We should get output similar to:

Ppp Id = 56
          Ppp Id                  : 56
          Username                : john.doe
          Realm Name              : RADIUS
          Concentrated Interface  : pppac0
          Assigned IPv4 Address   : 192.0.2.102.11
          MRU                     : 1400
          Tunnel Protocol         : PPTP
          Tunnel From             : 203.0.113.127:51285
          Start Time              : 2013/05/10 08:30:11
          Elapsed Time            : 4383 sec (1 hour and 13 minutes)
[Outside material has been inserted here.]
PR #1727, opened 2026-01-15
feat: support generic huggingface vLLM inference model

andyzhangx:
**Reason for Change**:

feat: support generic huggingface model, with this PR, user could set a huggingface model card ID in KAITO workspace or InferenceSet config, e.g. `Qwen/Qwen2-7B`, kaito controller would download the model file from https://huggingface.co/Qwen/Qwen2-7B, and then create vLLM inference workload, that would make KAITO support generic huggingface vLLM model without pre-defining model.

          Input Bytes             : 5847307 (5.6 MB)
          Input Packets           : 24707
          Input Errors            : 0 (0.0%)
          Output Bytes            : 25553311 (24.4 MB)
          Output Packets          : 29461
          Output Errors           : 0 (0.0%)

If you are still using PPTP make sure to switch to more secure VPN solution as soon as possible.